In other words,  don't write  off  getting a  decent  car rental  price at RSW.

Art


----------



## Big Matt

I'm glad someone posted about rental car prices.  You get tricked into thinking that the cost is only the flight, but you must look at both.

Honestly, I'd take the one that gives you the best price, but remember that you will need to leave more time for error the farther you are away from the airport on the way home.  Nobody ever worries if they are a little late on the way to their vacation, but missing a plane home really stinks.


----------



## Bob B

Here are some excellent codes for great prices with Budget. I used the one for the midsize SUV at RSW and it worked.

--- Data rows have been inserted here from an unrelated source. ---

Issue #1129, opened 2024-03-11
[Bazel CI] Test logs failed for kotlin-builder at Bazel@HEAD in CI



sgowroji:
CI: https://buildkite.com/bazel/bazel-at-head-plus-downstream/builds/3711#018e2bad-e46a-411e-9bc7-800fb1641710

Platform: Ubuntu

Logs:

```
//src/test/kotlin/io/bazel/kotlin:KotlinJvm13Test
//src/test/kotlin/io/bazel/kotlin:KotlinJvmAssociatesBasicVisibilityTest
//src/test/kotlin/io/bazel/kotlin:KotlinJvmBasicAssertionTest      
//src/test/kotlin/io/bazel/kotlin:KotlinJvmKaptAssertionTest 
...
```

Culprit:

Steps:

```
 git clone https://github.com/bazelbuild/rules_kotlin
git reset e5283665675c94e539d1aa00e9582928d3b25a2e  --hard
export USE_BAZEL_VERSION=3697397569e25a29a828fb46b26302876d372e26
bazel test //:all_tests 
```

CC Greenteam @Wyverald

Wyverald:
This seems to be due to the JDK updates on CI machines. @meteorcloudy do we need to do anything here?

meteorcloudy:
@Bencodes This probably need a similar fix in https://github.com/bazelbuild/rules_kotlin/blob/b9380cd1ce3a2c7ae337531c455c425fac38302c/src/test/kotlin/io/bazel/kotlin/defs.bzl#L26 as https://github.com/bazelbuild/bazel/commit/6783339e3fd21655b7fa3be2daedde4491ae0348 to add `-Djava.security.manager=allow` for the Java test runner.

sgowroji:
CI is passing now and shows Green. We can close this issue.

PR #1132, opened 2024-03-14
Pass -Djava.security.manager=allow in kt_rules_test

Bencodes:
https://github.com/bazelbuild/rules_kotlin/issues/1129

### DIFF
--- a/kotlin/internal/jvm/impl.bzl
+++ b/kotlin/internal/jvm/impl.bzl
@@ -1,4 +1,4 @@
-load("@bazel_tools//tools/jdk:toolchain_utils.bzl", "find_java_toolchain")
+load("@bazel_tools//tools/jdk:toolchain_utils.bzl", "find_java_runtime_toolchain")
 load("@rules_java//java:defs.bzl", "JavaInfo", "JavaPluginInfo", "java_common")
 load(
     "//kotlin/internal:defs.bzl",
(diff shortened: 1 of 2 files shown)


restingbull:
I tried this:
```

Error occurred during initialization of VM
--
  | java.lang.Error: Could not create SecurityManager
  | at java.lang.System.initPhase3(java.base@11.0.19/System.java:2065)
  | Caused by: java.lang.ClassNotFoundException: allow
  | at jdk.internal.loader.BuiltinClassLoader.loadClass(java.base@11.0.19/BuiltinClassLoader.java:581)
  | at jdk.internal.loader.ClassLoaders$AppClassLoader.loadClass(java.base@11.0.19/ClassLoaders.java:178)
  | at java.lang.ClassLoader.loadClass(java.base@11.0.19/ClassLoader.java:522)
  | at java.lang.Class.forName0(java.base@11.0.19/Native Method)
  | at java.lang.Class.forName(java.base@11.0.19/Class.java:398)
  | at java.lang.System.initPhase3(java.base@11.0.19/System.java:2050)


```

There is some more subtlety here, haven't had a chance to dig in.

Bencodes:
@restingbull we can also pass this at the bazelrc level which I believe solves the issue, at least locally.

restingbull:
> @restingbull we can also pass this at the bazelrc level which I believe solves the issue, at least locally.

Not as far as I can tell? The flag doesn't seem to do what we want it to in the later jvm versions -- that message is from the buildkite pass on this pr. The problem is that `allow` is not valid pre-18, according to the associated [jep](https://openjdk.org/jeps/411). Instead, it's considered to be an alternative security manager... I'm not clear on how we can sniff the java verio

e.g. this fails on 11, but passes on 18+. Until such time as it doesn't exist. This is why I moved us to junit5, ~and am in consideration how to fix the prod issue. The deprecation is gonna get us, one way of another.~

Nevermind, figured it out. Have a patch momentarily.

kotlin/internal/jvm/impl.bzl
```diff
@@ -289,6 +290,12 @@ def kt_jvm_junit_test_impl(ctx):
     jvm_flags = []
     if hasattr(ctx.fragments.java, "default_jvm_opts"):
         jvm_flags = ctx.fragments.java.default_jvm_opts
+
+    java_toolchain = find_java_toolchain(ctx, ctx.attr._java_toolchain)
+
+    if java_toolchain and java_toolchain.java_runtime and java_toolchain.java_runtime.version > 18:
```
Bencodes, line 296: I'd copy what Bazel does exactly so that we have some consistency. Can you add a comment as well linking out to their implementation for reference? https://github.com/bazelbuild/bazel/blob/6d5b084025a26f2f6d5041f7a9e8d302c590bc80/src/main/starlark/builtins_bzl/bazel/java/bazel_java_binary.bzl#L66-L67

Bencodes:
👍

*New! Budget Coupon - Get a Compact car for $17 per weekend day or $119 per week!*
Use Budget BCD D454300, Friday night keep required for weekend rate. Valid for rental pickup by 6/30/12. Blackouts may apply, not valid in New York Metro, Martha's Vineyard, Lihue and Hilo. Gives great rates on other vehicles as well.

*New! Budget Coupon - Get a Mid Size SUV for $22 per weekend day or $139 per week!*
Use Budget BCD D454301, Friday night keep required for weekend rate. Valid for rental pickup by 6/30/12. Blackouts may apply, not valid in New York Metro, Martha's Vineyard, Lihue and Hilo.


----------



## Art

Bob B said:


> Here are some excellent codes for great prices with Budget. I used the one for the midsize SUV at RSW and it worked.
> 
> *New! Budget Coupon - Get a Compact car for $17 per weekend day or $119 per week!*
> Use Budget BCD D454300, Friday night keep required for weekend rate. Valid for rental pickup by 6/30/12. Blackouts may apply, not valid in New York Metro, Martha's Vineyard, Lihue and Hilo. Gives great rates on other vehicles as well.
> 
> *New! Budget Coupon - Get a Mid Size SUV for $22 per weekend day or $139 per week!*
> Use Budget BCD D454301, Friday night keep required for weekend rate. Valid for rental pickup by 6/30/12. Blackouts may apply, not valid in New York Metro, Martha's Vineyard, Lihue and Hilo.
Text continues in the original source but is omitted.